Random Forests Explained

Have you ever been in a situation where you make a decision out of peer pressure? For eg. You are in a group and you all are deciding whether to go for a trip. Let us say 7 out of 10 decide to go on a trip, so you are also deciding your plan on the basis of majority voting. Similar is the concept of Random Forests which works on the principle of majority voting.

Random Forests is an ensemble technique under supervised learning which is used for both regression and classification problems.

Random Forests makes use of multiple decision trees. The output by these decision trees are gathered and final prediction is made on the basis of majority voting (for classification problem) or average voting (for regression problem).

Each decision tree in a Random Forest is independent of each other, thus, making it a parallel procedure. Thus, Random Forest is a bagging algorithm. To learn more about bagging and boosting you can refer to this tutorial: Bagging and boosting

To learn how to implement Random Forests in Python you can refer to this article: Random Forests in Python

Key Steps:

Let us suppose we have our data D, comprising of n rows and m variables. The key steps for Random Forests for 500 Decision Trees are:

Randomly choose a subset S out of the data D with p (< m) variables chosen at random. Generally S contains two-third of rows in D.

Train a decision tree on this subset S with p variables.
Use the decision tree to make a prediction on the new instance.
Repeat steps 1-2 for say 500 times. In this way, we will get 500 predictions for a same instance.
Use majority voting (for classification problems) or average (for regression problem) to make final prediction for the new instance.

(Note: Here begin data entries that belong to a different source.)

PR #1636, opened 2023-03-19
fix(kujiraIBC): Added Axelar, Cosmoshub, and Gravitybridge info

ToggLeTek:


JeremyParish69:
We require these to be in alphabetical order, so 'kujira' must be chain 2 for all of these, since 'k' comes after 'g', 'a', and 'c'.

ToggLeTek:
I literally just caught that, and the newest version should be corrected.

PR #1641, opened 2023-03-20
Added SVG version of MNTL Logo for AssetMantle

kombos:
Added SVG version of MNTL Logo for AssetMantle


kombos:
will resubmit with a better SVG file.

PR #1645, opened 2023-03-20
add arkh-osmosis

kynraze:


JeremyParish69:
If we could remove that black background (or make it circular, if it's supposed to be a black background) that would be superb.

PR #1652, opened 2023-03-21
update umeed version

doggystylez:
see https://www.mintscan.io/umee/proposals/63


JeremyParish69:
Are we able to add the gas pricing updates as well?

doggystylez:
sure thing!

PR #1667, opened 2023-03-22
add ampluna

0xphilipp:
This PR adds ampluna and the ICS20-CW20 channel between Terra2 and Carbon.

Is there a simple way to add:
juno-terra2
kujira-terra2


_IBC/osmosis-terra2.json
```diff
@@ -44,6 +44,23 @@
...
       }
+    },
+    {
+      "chain_1": {
+        "channel_id": "channel-341",
+        "port_id": "transfer"
+      },
+      "chain_2": {
+        "channel_id": "channel-26",
+        "port_id": "wasm.terra1e0mrzy8077druuu42vs0hu7ugguade0cj65dgtauyaw4gsl4kv0qtdf2au"
```
JeremyParish69, line 55: Why did you add a contract for Osmosis? There already is an CW20<>ICS20 contract on Terra2 for sending to Osmosis....

0xphilipp: The issue is that we have 2 ICS20 contracts on terra and both are use. The terra1e0mrzy8077druuu42vs0hu7ugguade0cj65dgtauyaw4gsl4kv0qtdf2au was the first one and is used to transfer ampLUNA to other ecosystems and has ~70k USD value locked, while the other existing one was created afterward and has ~500 USD locked.

What is the recommended way to resolve that issue? I understand that some tools might not work best if we have multiple ics20 contracts on a single chain.

JeremyParish69: Thanks for the info, we'll get this sorted. If these number are accurate, we may want to find a way to revert on the smaller contract.

JeremyParish69: For the time being, there is no issue referring to this contract for other Terra2 connections, but for the Osmosis-Terra2 connection, we are still working on sorting this out.

JeremyParish69: Would it be possible to restrict osmosis to only the existing contract? We should be able to use 2 different contracts as long as each ibc connection sticks to just one defined cw20<>ics20 contract. I'm assume that 70k on this contract you're introduction is NOT to Osmosis, but to other networks.

0xphilipp: It is to other networks, but I expect issues if we start using different contracts for different networks. We do plan to launch on osmosis and have moved some funds over but did not list the pair yet.

There should not be different ICS20 contracts for the same asset to different chains. This will get messy. My recommendation would be to unwind the existing contract.

1. The astro liquidity is less than 500 $ worth, of which most is transferred to kujira
2. Astro in it's own is an ics20 transferrable contract and when looking at the transfer of astro from terra to injective, the own astro token contract is used and not the existing ics20 contract.

PR #1670, opened 2023-03-22
Add Migaloo assets

JeremyParish69:
ampwhale, bwhale, fable


0xFable:
Found this PR after checking other one. This is looking good! What is needed for merge? I could close the other two in favour of this

JeremyParish69:
> Found this PR after checking other one. This is looking good! What is needed for merge? I could close the other two in favour of this

Just wanted your 'OK' to signal that I can merge. I noticed that the two fable images are slightly different (one has a body, and the other is just a head);should I get rid of the png version--the one with the body?

0xFable:
Ahh, my apologies didnt realise. Yes all good to go on this. During the changes for fable image it got changed into something more akin to a coin. Yes the version with the body could go its no longer needed. 
Might seek you out on TG or something appreciate all the effort you've put in the help the PR

PR #1691, opened 2023-03-23
Update Quasar to mainnet

dylanschultzie:
@pabloqsr please review

### DIFF
--- a/quasar/chain.json
+++ b/quasar/chain.json
@@ -33,7 +33,7 @@
       {
         "denom": "ibc/FA7775734CC73176B7425910DE001A1D2AD9B6D9E93129A5D0750EAD13E4E63A",
         "fixed_min_gas_price": 0.01
-      },
+      }
     ]
   },
   "codebase": {
--- a/quasar/chain.json
+++ b/quasar/chain.json
@@ -56,6 +56,11 @@
         "id": "20e1000e88125698264454a884812746c2eb4807",
         "address": "seeds.lavenderfive.com:18256",
         "provider": "Lavender.Five Nodes 🐝"
+      },
+      {
+        "id": "ade4d8bc8cbe014af6ebdf3cb7b1e9ad36f412c0",
+        "address": "seeds.polkachu.com:18256",
+        "provider": "Polkachu"
       }
     ],
     "persistent_peers": [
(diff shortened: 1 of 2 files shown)


quasar/chain.json
```diff
@@ -19,128 +20,71 @@
       }
     ]
   },
+  "fees": {
+    "fee_tokens": [
+      {
+        "denom": "ibc/0471F1C4E7AFD3F07702BEF6DC365268D64570F7C1FDC98EA6098DD6DE59817B",
```
JeremyParish69, line 26: I don't know what these three tokens are, but could we register them as ics20 assets and add register their corresponding ibc channels?

quasar/chain.json
```diff
@@ -19,128 +20,71 @@
...
+        "fixed_min_gas_price": 0.01
+      },
+      {
+        "denom": "ibc/FA0006F056DB6719B8C16C551FC392B62F5729978FC0B125AC9A432DBB2AA1A5",
+        "fixed_min_gas_price": 0.01
+      },
+      {
+        "denom": "ibc/FA7775734CC73176B7425910DE001A1D2AD9B6D9E93129A5D0750EAD13E4E63A",
```
dylanschultzie, line 34: axlUSDC (from osmosis?)

quasar/chain.json
dylanschultzie, line 26: OSMO

quasar/chain.json
```diff
@@ -19,128 +20,71 @@
...
     ]
   },
+  "fees": {
+    "fee_tokens": [
+      {
+        "denom": "ibc/0471F1C4E7AFD3F07702BEF6DC365268D64570F7C1FDC98EA6098DD6DE59817B",
+        "fixed_min_gas_price": 0.01
+      },
+      {
+        "denom": "ibc/FA0006F056DB6719B8C16C551FC392B62F5729978FC0B125AC9A432DBB2AA1A5",
```
dylanschultzie, line 30: ATOM

quasar/chain.json
pabloqsr: Hey @JeremyParish69 
Chain is only accepting those denoms for gas. Native token will be launch after a few weeks.
How do we register them as ics20 assets?

We will be also registering the corresponding IBC channels soon when we visit

dylanschultzie: @pabloqsr we ended up discussing adding the ICS tokens off-line; you can see them in the assets file. No more is needed here at this time

PR #1710, opened 2023-03-25
quicksilver: RPC cleanup

blacklodge-admin:
I don't know exactly how the cosmos.directory RPC proxy works (would love to know, if you care to share!) but I suspect it handles the last two, if it makes more sense to leave them in the config.  For whatever reason, though, the proxy seems to consistently route to the first endpoint below, and because that endpoint requires 25x higher fees than the chain itself, any dApp with hard-coded reliance on the proxy endpoint (e.g. restake.app) deterministically fails.  Apologies for my ignorance if my understanding is somehow off base!

This PR...
- removes the `lesnik | UTSA` RPC endpoint (fee settings appear to be misaligned, causing tx failure)
- removes the `Nodeist` RPC endpoint (all API calls timeout)
- removes the `Forbole` RPC endpoint (the binary, at least, has no idea what to do with the `wss://` scheme)

### DIFF
--- a/quicksilver/chain.json
+++ b/quicksilver/chain.json
@@ -104,6 +104,14 @@
         "provider": "Lavender.Five Nodes 🐝"
       },
       {
+        "address": "https://m-quicksilver.rpc.utsa.tech",
+        "provider": "lesnik | UTSA"
+      },
+      {
+        "address": "https://quicksilver-mainnet-rpc.autostake.com:443",
+        "provider": "AutoStake 🛡️ Slash Protected"
+      },
+      {
         "address": "https://quicksilver-rpc.ibs.team:443",
         "provider": "Inter Blockchain Services"
       }
--- a/quicksilver/chain.json
+++ b/quicksilver/chain.json
@@ -132,10 +132,6 @@
       {
         "address": "https://m-quicksilver.api.utsa.tech",
         "provider": "lesnik | UTSA"
-      },
-      {
-        "address": "https://api-quicksilver.nodeist.net",
-        "provider": "Nodeist"
       }
     ],
     "grpc": [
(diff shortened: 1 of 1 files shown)


JeremyParish69:
hmmm... I'm not sure about removing the lesnik one because I don't think there's any standard here on whether endpoints with misalignment should be removed. IMO, endpoints with relatively fees issues (assuming otherwise online) should merely be flagged to have that issue, thereby allowing proxy endpoints to rotate solely among the nodes without any issues flaged.

blacklodge-admin:
> hmmm... I'm not sure about removing the lesnik one because I don't think there's any standard here on whether endpoints with misalignment should be removed. IMO, endpoints with relatively few issues (assuming otherwise online) should merely be flagged to have that issue, thereby allowing proxy endpoints to rotate solely among the nodes without any issues flaged.

Looking at the schema, it doesn't seem like there's any property to do this sort of flagging with today.  Is that accurate?

lesnikutsa:
> Hello. I also do not know exactly how the RPC selection mechanisms for restake work, and I did RPC not for Restake, but for my other needs. I really have min-gas-prices = "0.0025uqck" - but seeing this issue I changed it to "0.0001uqck". Hopefully now my public endpoint will help with Restake as well. That being said, it would of course be nice to have a defined "honor code" or "recommendation base" for public endpoints.

JeremyParish69:
> Looking at the schema, it doesn't seem like there's any property to do this sort of flagging with today. Is that accurate?

Correct, there's no flagging system in the Chain Registry currently.

AutoStake-com:
I noticed this PR removes our RPC

It is correct the RPC was not working (a casualty of our .net => .com rebrand)

Instead in the future please just reach out so that we can fix any services

JeremyParish69:
@blacklodge-admin can you please adjust based on the comments? Some of these should be working now

blacklodge-admin:
> @blacklodge-admin can you please adjust based on the comments? Some of these should be working now

I think we should be good to go now, if you can take another look.  Thanks!

PR #1717, opened 2023-03-26
crescent-irisnet,umee add

nodebreaker0-0:


_IBC/crescent-irisnet.json
```diff
@@ -0,0 +1,32 @@
+{
+  "$schema": "../ibc_data.schema.json",
+  "chain_1": {
+    "chain_name": "crescent-1",
```
JeremyParish69, line 4: these chain_names refer to the name used in the Chain Registry, and should not have the '-1' at the end, which I assume is referencing the corresponding chain_id.

nodebreaker0-0: Thanks for the feedback, fixed it, it's been a while and I forgot about the convention.

PR #1719, opened 2023-03-27
Add nolus-protocol testnet

ivivanov:


JeremyParish69:
FYI, the padding with shrink the logo, (and doesn't match the submission to Osmosis frontend. Are we able to remove the padding?

ivivanov:
Thanks for the review. Padding removed

PR #2242, opened 2023-06-01
update quicksilver to v1.2.13

blacklodge-admin:


quicksilver/chain.json
```diff
@@ -84,6 +84,25 @@
         "cosmwasm_version": "0.29",
         "cosmwasm_enabled": true,
         "ibc_go_version": "5.2.0"
+      },
+      {
+        "name": "v1.2.13",
+        "height": 2148751,
```
blacklodge-admin, line 90: Does it make sense to include this height?  The chain was halted for this upgrade, but it was not state breaking and was not triggered by governance.  2148750 was the halt height used.

joe-bowman: Yep, this looks great thank you.

PR #2252, opened 2023-06-02
chore: bump akash version to v0.22.7

troian:


troian:
@yaruwangway mind approving ci

akash/chain.json
```diff
@@ -27,27 +27,25 @@
...
       "genesis_url": "https://raw.githubusercontent.com/akash-network/net/master/mainnet/genesis.json"
     },
     "versions": [
       {
-        "name": "v0.22.0",
-        "recommended_version": "v0.22.0",
+        "name": "v0.22.7",
+        "recommended_version": "v0.22.7",
         "compatible_versions": [
-          "v0.20.0"
```
JeremyParish69, line 46: Can we please retain and expand the compatible_versions arrays?

troian: at this moment there `v0.22.7` is the only version that is compatible

JeremyParish69: oh, then, can we please create a new version object (so one for v.0.22.0, and another for v.0.22.7), and also include the version name in its own compatible versions array.

dylanschultzie:
closing this due to it being outdated

PR #2256, opened 2023-06-02
June 7th - Increase Juno Fees (Proposal 297)

Reecepbcups:
Should https://www.mintscan.io/juno/proposals/297 pass, this PR should be merged in

- Increases min fee for Juno + steps
- adds IBC atom denom (channe-1) with the new fees as well.

### DIFF
--- a/juno/assetlist.json
+++ b/juno/assetlist.json
@@ -25,6 +25,36 @@
       "coingecko_id": "juno-network"
     },
     {
+      "denom_units": [
+        {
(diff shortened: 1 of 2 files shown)


JeremyParish69:
Thanks for this. Can we please add the new fee token to Juno's assetlist? For example, this is how Carbon did it (will only need to change the channel numbers):
https://github.com/cosmos/chain-registry/blob/f165e38bac4e72bbe598c115403afd815d1d205e/carbon/assetlist.json#L538-L569

PR #2276, opened 2023-06-05
update comdex main net version

dheerajkd30:


dheerajkd30:
> Thanks for this. Although I'm confused about whether it went from v9 to v10, and then somehow back down to v9 as if v10 had never happened, I'd like to ask the we retain v9.0 in the versions array--is that possible?

We never upgraded to v10.*, I saw the the PR where it was update to v10 from v9, @reversesigh might have did it by mistake.

JeremyParish69:
Ah, OK thanks for explaining that. Could we please still keep v9.0 in the versions array so it starts to build a history or versions rather than just updating to the latest each time?

dylanschultzie:
Screenshot 2023-06-15 at 11 28 36 AM
I don't believe this is correct, what was trying to be achieved with this PR @dheerajkd30?

dylanschultzie:
closing this due to it being stale

PR #2316, opened 2023-06-09
update stargaze fee token to the min required

jhernandezb:
This PR updates the min gas price required by the network. Also updates to the latest v10

### DIFF
--- a/stargaze/chain.json
+++ b/stargaze/chain.json
@@ -40,7 +40,15 @@
     },
     "versions": [
       {
-        "name": "v10.0.0",
+        "name": "v9",
+        "recommended_version": "v9.1.0",
+        "compatible_versions": [
+          "v9.1.0",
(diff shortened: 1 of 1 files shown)


stargaze/chain.json
```diff
@@ -26,21 +30,21 @@
...
-      "v9.0.0"
+      "v10.0.1",
+      "v10.0.0"
     ],
     "genesis": {
       "genesis_url": "https://raw.githubusercontent.com/public-awesome/mainnet/main/stargaze-1/genesis.tar.gz"
     },
     "versions": [
       {
-        "name": "v9.0.0",
```
JeremyParish69, line 39: Can we instead keep v9 in the version history array, but then add v10 as a new version object below?

jhernandezb: added v9

PR #2283, opened 2023-06-06
Update Realio Network to v0.8.1

jiujiteiro:
Update chain version to [v0.8.1](https://github.com/realiotech/realio-network/releases/tag/v0.8.1)
Fix chain pretty name to match entry in [slip-0173](https://github.com/satoshilabs/slips/blob/master/slip-0173.md)
Added info on SDK, tendermint and IBC versions

PR #2326, opened 2023-06-11
update binary version - Realio Network

Genz22:


Genz22:
update for https://github.com/cosmos/chain-registry/pull/2283

realio/assetlist.json
```diff
@@ -7,7 +7,7 @@
         "denom_units": [
           {
             "denom": "ario",
-            "exponent": 0
+            "exponent": 18
```
JeremyParish69, line 10: both of these denom units 'ario' and 'arst' should remain as having 0 exponent, and they  are the base units. The corresponding denom units without the 'a' at the front has the 18 exponent. Please change back to 0.

Genz22: hhh yeah sorry

PR #2327, opened 2023-06-12
fix: update Crescent chain.json for latest version

crypin:
update the latest Crescent binary version to [v4.2.0](https://github.com/crescent-network/crescent/releases/tag/v4.2.0)

### DIFF
--- a/crescent/chain.json
+++ b/crescent/chain.json
@@ -46,6 +46,8 @@
     "versions": [
       {
         "name": "v4.2.0",
+        "tag": "v4.2.0",
+        "height": 6915000,
         "recommended_version": "v4.2.0",
         "compatible_versions": [
           "v4.2.0"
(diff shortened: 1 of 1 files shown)


crypin:
@JeremyParish69 Hi thanks for your reply, but v4.2.0 includes breaking change, so I removed v4.0.0 because it was no longer compatible on the mainnet, is there any other reason to keep v4.0.0?

JeremyParish69:
> @JeremyParish69 Hi thanks for your reply, but v4.2.0 includes breaking change, so I removed v4.0.0 because it was no longer compatible on the mainnet, is there any other reason to keep v4.0.0?

Thanks for explaining, but yes we want to keep that in the 'versions' array so we can start building up a version history. Only the latest version would seen as the actual current version.

PR #2351, opened 2023-06-14
Add fxcore chain

zakir-code:


fxcore/assetlist.json
```diff
@@ -0,0 +1,24 @@
...
+  "assets": [
+    {
+      "description": "The native staking token of the Function X",
+      "denom_units": [
+        {
+          "denom": "FX",
+          "exponent": 0
+        }
+      ],
+      "base": "fx",
```
JeremyParish69, line 13: the base must refer to some denom_unit (case-sensitive), and so I'm thinking this should probably be capitalized. But if that actual base unit is fx, then all other cases should be lower-cased (i.e., the display, staking token denom, and fee token denom)

fxcore/chain.json
```diff
@@ -0,0 +1,135 @@
...
+  "staking": {
+    "staking_tokens": [
+      {
+        "denom": "FX"
+      }
+    ]
+  },
+  "codebase": {
+    "git_repo": "https://github.com/functionx/fx-core",
+    "recommended_version": "v4.2.1",
```
JeremyParish69, line 39: Can you please copy these codebase properties (all that you have here except for `git_repo` and `genesis`) into an object within a `versions` array? We are trying to ensure there exists a versions array for all chains and build up a version history for each over time.

fxcore/assetlist.json
JeremyParish69: Thanks. We'll go with this. Just fyi pretty much all other chains have all lower case for the base denom--just thought I'd mention in case we ever see issue with a mismatch.

fxcore/chain.json
```diff
@@ -0,0 +1,213 @@
...
+      "name": "fxv1",
+      "genesis_url": "https://github.com/functionx/fx-core/raw/main/public/mainnet/genesis.json"
+    },
+    "cosmos_sdk_version": "0.46",
+    "consensus": {
+      "type": "tendermint",
+      "version": "0.34"
+    },
+    "ibc_go_version": "6.1.0",
+    "versions": [
```
JeremyParish69, line 60: thanks for adding the versions array. Last request is to correct the order from first version at the top, and latest/current version at the bottom.

Issue #2352, opened 2023-06-14
Images should not have a "minItems" property in JSON schema


giorgionocera:
Hi everyone,
I used the [chain JSON schema](https://github.com/cosmos/chain-registry/blob/master/chain.schema.json) to unmarshal the JSONs retrieved from the repository.

```JSON
{
  "$id": "https://sikka.tech/chain.schema.json",
  "$schema": "https://json-schema.org/draft-07/schema",
  "title": "Cosmos Chain",
  "description": "Cosmos Chain.json is a metadata file that contains information about a cosmos sdk based chain.",
  "type": "object",
  "required": [
    "chain_name",
    "chain_id",
    "bech32_prefix"
  ],
  "properties": {
    "images": {
      "type": "array",
      "items": {
            ...
      },
      "minItems": 1
    },
    "additionalProperties": false,
    "$defs": {
        ...
    }
  }
}
```

In this context, I saw that parameter `minItems` in the `properties.images` field is set to 1 even if many JSON files uploaded to the repo do not have any `images` field.

https://github.com/cosmos/chain-registry/blob/01b706f3f8062d0c1087bcd77917623be094d30b/chain.schema.json#L412

This causes the unmarshal to fail since the requirement is not matched.

My suggestion is to remove the `minItems` parameter since the images field has no minimum element as evidenced by the de facto standard.

Some examples are: 
`agoric` https://github.com/cosmos/chain-registry/blob/master/agoric/chain.json
`bitsong` https://github.com/cosmos/chain-registry/blob/master/bitsong/chain.json
`cosmoshub` https://github.com/cosmos/chain-registry/blob/master/cosmoshub/chain.json
`desmos` https://github.com/cosmos/chain-registry/blob/master/desmos/chain.json
`juno` https://github.com/cosmos/chain-registry/blob/master/juno/chain.json

I'll provide a PR for this.
Let me know if I'm missing something.

PR #2353, opened 2023-06-14
fix: :bug: fix bug in JSON schema

giorgionocera:
Removing the `minItems` attribute from the `properties.images` field for fixing a bug in JSON schema.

What is 'Random' about Random Forests?

There are 2 aspects of randomness in Random Forests:

• Randomness in subset selection: In step 1, we saw that we are using a subset S to build our decision tree. Thus, we are randomly choosing the rows for this subset S on which the tree will be trained.

•Randomness in variable selection: In step 1, we are selecting p variables randomly out of a total of m independent variables, which will be used to grow the tree. However, the value of p is kept same for all the trees in the forests. Generally, default value of p is square root of number of variables (m). Eg., if there are 9 variables, then 3 variables are chosen at random for building a tree in the random forest. However, this can be changed or hyper-tuned using grid search or cross validation.

This is done because if we use a entire dataset for building the model or use all the variables in our dataset then our forest will have only handful of decision trees.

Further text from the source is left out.